**HOW TO COMPLETE THIS TASK**
Repeat nothing but the lines below running from the one containing "Validate dropout_rate in" to the one containing "Fixes #5497". Keep both end lines.
GIVEN DATA START
PR #5503, opened 2026-06-16
Validate dropout_rate in dot_product_attention

### LINKED ISSUE #5497: flax.nnx.dot_product_attention does not validate dropout_rate (negative/NaN silently disables dropout)
### System information
- Python version: Python 3.11

I found this through fuzzing-based testing. In a CPU-only setup, `flax.nnx.nn.attention.dot_product_attention` never validates `dropout_rate`. A negative or NaN `dropout_rate` is silently accepted and silently disables dropout, because the dropout block is guarded by `if not deterministic and dropout_rate > 0.0` and the comparison is False for negative/NaN, so the requested regularization simply is not applied. Separately, a positive `dropout_rate` without a `dropout_rng` raises `TypeError: unexpected PRNG key type <class 'NoneType'>` from inside `jax.random.bernoulli`, instead of telling the user that `dropout_rng` is required.

`dropout_rate` outside `[0, 1)` (negative, `>= 1`, or NaN) raises a clear `ValueError` naming the value, and a positive `dropout_rate` with `deterministic=False` and no `dropout_rng` raises a clear "dropout_rng is required" error, rather than silently disabling dropout or surfacing a PRNG-internal `TypeError`. (`torch.nn.Dropout` has validated this range since 0.3.1.)

`dropout_rate=-0.5` or `nan` -> no error, dropout silently skipped
`dropout_rate=0.5` without `dropout_rng` -> `TypeError: unexpected PRNG key type <class 'NoneType'>`

### Steps to reproduce:

```python
import jax
import flax.nnx as nnx

q = jax.random.normal(jax.random.PRNGKey(0), (2, 16, 4, 16)); k = q; v = q
drng = jax.random.PRNGKey(1)

attn(q, k, v, dropout_rate=-0.5, deterministic=False, dropout_rng=drng)  # no error, dropout silently off
attn(q, k, v, dropout_rate=0.5)                                          # TypeError: unexpected PRNG key type <class 'NoneType'>
```

mohsinm-dev:
Fixes #5497

Reject `dropout_rate` outside `[0, 1)` (including NaN/inf) with a clear `ValueError`, and raise early when `dropout_rng` is missing for active dropout.


tests/nnx/nn/attention_test.py
```diff
@@ -383,6 +383,44 @@ def _run(m):
     np.testing.assert_allclose(nnx_out, jax_out, atol=1e-3, rtol=1e-3)
 
 
+class TestDropoutRateValidation(parameterized.TestCase):
```
vfdev-5, line 386: Reduce the number of tests to essential only and use parameterize as much as you can to reduce the number of lines

samanklesaria (approved):
Looks good to me!

IvyZX (approved):

PR #5505, opened 2026-06-16
replace bare asserts with ValueError in NNX attention validation

### LINKED ISSUE #5496: flax.nnx.dot_product_attention silently returns wrong-shaped output under python -O (rank asserts dropped)
### System information
- Python version: Python 3.11

I found this through fuzzing-based testing. In a CPU-only setup, `flax.nnx.nn.attention.dot_product_attention` guards its q/k/v rank and shape invariants with bare `assert` statements. Python drops `assert` under `-O` (or `PYTHONOPTIMIZE=1`), which is common in production serving, and on the non-fast path (when `dropout_rate > 0` or a `module` is provided, so the code routes through `dot_product_attention_weights` instead of `jax.nn.dot_product_attention`) the broadcasting einsum then silently returns a wrong-shaped result instead of raising. With a rank mismatch on the dropout path I get `AssertionError` normally and a silent `(2, 16, 4, 8)` output under `-O`. The fast path (`dropout_rate == 0`, `module is None`) is backstopped by `jax.nn.dot_product_attention`'s own checks, so the silent case is specifically the dropout / `module` path used during training.

The rank/shape invariants enforced with `if not (...): raise ValueError(...)` so they hold under `-O`, giving the same clear error with and without the flag, instead of a silently wrong-shaped attention output.

`python    repro.py` -> `AssertionError: q, k, v must have same rank.`
`python -O repro.py` -> no error, returns shape `(2, 16, 4, 8)`

### Steps to reproduce:

```python
import jax
import flax.nnx as nnx

q = jax.random.normal(jax.random.PRNGKey(0), (2, 16, 4, 8))  # rank 4
k = jax.random.normal(jax.random.PRNGKey(0), (16, 4, 8))     # rank 3 (mismatch)
v = jax.random.normal(jax.random.PRNGKey(0), (16, 4, 8))     # rank 3 (mismatch)
out = attn(q, k, v, dropout_rate=0.1, dropout_rng=jax.random.PRNGKey(1))
print("result shape:", out.shape)
# python    -> AssertionError: q, k, v must have same rank.
# python -O -> result shape: (2, 16, 4, 8)   (silently wrong, no error)
```

mohsinm-dev:
Fixes #5496

`dot_product_attention`, `dot_product_attention_weights`, and `combine_masks` used bare `assert` for input shape validation. Under `python -O`, these are stripped and invalid inputs silently produce wrong-shaped output on the dropout/module path.

Replaced with `if/raise ValueError`. Also removed one dead-code assert in the non-GQA else branch where the condition was already guaranteed by the enclosing if/else.

### DIFF
--- a/flax/nnx/nn/attention.py
+++ b/flax/nnx/nn/attention.py
@@ -49,6 +49,17 @@ from flax.typing import (
 Array = jax.Array
 
 
+def _validate_qkv_shapes(query, key, value=None):
+  arrays = (query, key, value) if value is not None else (query, key)
+  names = 'q, k, v' if value is not None else 'q, k'
+  if not all(a.ndim == arrays[0].ndim for a in arrays[1:]):
+    ndims = ', '.join(str(a.ndim) for a in arrays)
+    raise ValueError(f'{names} must have same rank, but got {ndims}.')
+  if not all(a.shape[:-3] == arrays[0].shape[:-3] for a in arrays[1:]):
+    shapes = ', '.join(str(a.shape) for a in arrays)
+    raise ValueError(f'{names} batch dims must match, but got shapes {shapes}.')
+
+
 def dot_product_attention_weights(
   query: Array,
   key: Array,
@@ -107,9 +118,11 @@ def dot_product_attention_weights(
   query, key = promote_dtype((query, key), dtype=dtype)  # type: ignore[bad-unpacking]
   dtype = query.dtype
 
-  assert query.ndim == key.ndim, 'q, k must have same rank.'
-  assert query.shape[:-3] == key.shape[:-3], 'q, k batch dims must match.'
-  assert query.shape[-1] == key.shape[-1], 'q, k depths must match.'
+  _validate_qkv_shapes(query, key)
+  if query.shape[-1] != key.shape[-1]:
+    raise ValueError(
+      f'q, k depths must match, but got {query.shape[-1]} and {key.shape[-1]}.'
+    )
 
   # check if we need to broadcast Key heads to match Query heads
   is_gqa = False
@@ -135,7 +148,6 @@ def dot_product_attention_weights(
   else:
     q_heads = query.shape[-2]
     einsum_str = '...qhd,...khd->...hqk'
-    assert query.shape[-2] == key.shape[-2], 'q, k num_heads must match.'
 
   # calculate attention matrix
   depth = query.shape[-1]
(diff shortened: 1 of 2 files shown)


tests/nnx/nn/attention_test.py
```diff
@@ -383,6 +383,51 @@ def _run(m):
     np.testing.assert_allclose(nnx_out, jax_out, atol=1e-3, rtol=1e-3)
 
 
+class TestDotProductAttentionValidation(parameterized.TestCase):
```
vfdev-5, line 386: Let's make this test parameterized with just two tests methods and all these options as parameters

flax/nnx/nn/attention.py
```diff
@@ -255,11 +263,21 @@ def dot_product_attention(
   query, key, value = promote_dtype((query, key, value), dtype=dtype)  # type: ignore[bad-unpacking]
   dtype = query.dtype
 
-  assert key.ndim == query.ndim == value.ndim, 'q, k, v must have same rank.'
-  assert (
-    query.shape[:-3] == key.shape[:-3] == value.shape[:-3]
-  ), 'q, k, v batch dims must match.'
-  assert key.shape[-3] == value.shape[-3], 'k, v lengths must match.'
+  if not (query.ndim == key.ndim == value.ndim):
```
vfdev-5: If we can refactor these a bit different but looking redundant checks it would be great. Not all, but at least 2 first with value as optional arg for the checks.

vfdev-5 (commented):
Thanks @mohsinm-dev , I left few comments

tests/nnx/nn/attention_test.py
```diff
@@ -383,6 +383,31 @@ def _run(m):
...
+      nnx.dot_product_attention(q, k, v, dropout_rate=0.1,
+                                dropout_rng=jax.random.key(0))
+
+  def test_valid_dropout_path(self):
+    q = jax.random.normal(jax.random.key(0), (2, 16, 4, 8))
+    k = jax.random.normal(jax.random.key(1), (2, 16, 4, 8))
+    v = jax.random.normal(jax.random.key(2), (2, 16, 4, 8))
+    out = nnx.dot_product_attention(q, k, v, dropout_rate=0.1,
+                                    dropout_rng=jax.random.key(3))
+    assert out.shape == q.shape
```
vfdev-5: If you could make all checks in a single test, let's remove this test as it does not bring any value, IMO.

mohsinm-dev: Make sense, Removed it.

vfdev-5 (approved):
LGTM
GIVEN DATA END
**REPLY TO THE EXERCISE**
Validate dropout_rate in dot_product_attention

### LINKED ISSUE #5497: flax.nnx.dot_product_attention does not validate dropout_rate (negative/NaN silently disables dropout)
### System information
- Python version: Python 3.11

I found this through fuzzing-based testing. In a CPU-only setup, `flax.nnx.nn.attention.dot_product_attention` never validates `dropout_rate`. A negative or NaN `dropout_rate` is silently accepted and silently disables dropout, because the dropout block is guarded by `if not deterministic and dropout_rate > 0.0` and the comparison is False for negative/NaN, so the requested regularization simply is not applied. Separately, a positive `dropout_rate` without a `dropout_rng` raises `TypeError: unexpected PRNG key type <class 'NoneType'>` from inside `jax.random.bernoulli`, instead of telling the user that `dropout_rng` is required.

`dropout_rate` outside `[0, 1)` (negative, `>= 1`, or NaN) raises a clear `ValueError` naming the value, and a positive `dropout_rate` with `deterministic=False` and no `dropout_rng` raises a clear "dropout_rng is required" error, rather than silently disabling dropout or surfacing a PRNG-internal `TypeError`. (`torch.nn.Dropout` has validated this range since 0.3.1.)

`dropout_rate=-0.5` or `nan` -> no error, dropout silently skipped
`dropout_rate=0.5` without `dropout_rng` -> `TypeError: unexpected PRNG key type <class 'NoneType'>`

### Steps to reproduce:

```python
import jax
import flax.nnx as nnx

q = jax.random.normal(jax.random.PRNGKey(0), (2, 16, 4, 16)); k = q; v = q
drng = jax.random.PRNGKey(1)

attn(q, k, v, dropout_rate=-0.5, deterministic=False, dropout_rng=drng)  # no error, dropout silently off
attn(q, k, v, dropout_rate=0.5)                                          # TypeError: unexpected PRNG key type <class 'NoneType'>
```

mohsinm-dev:
Fixes #5497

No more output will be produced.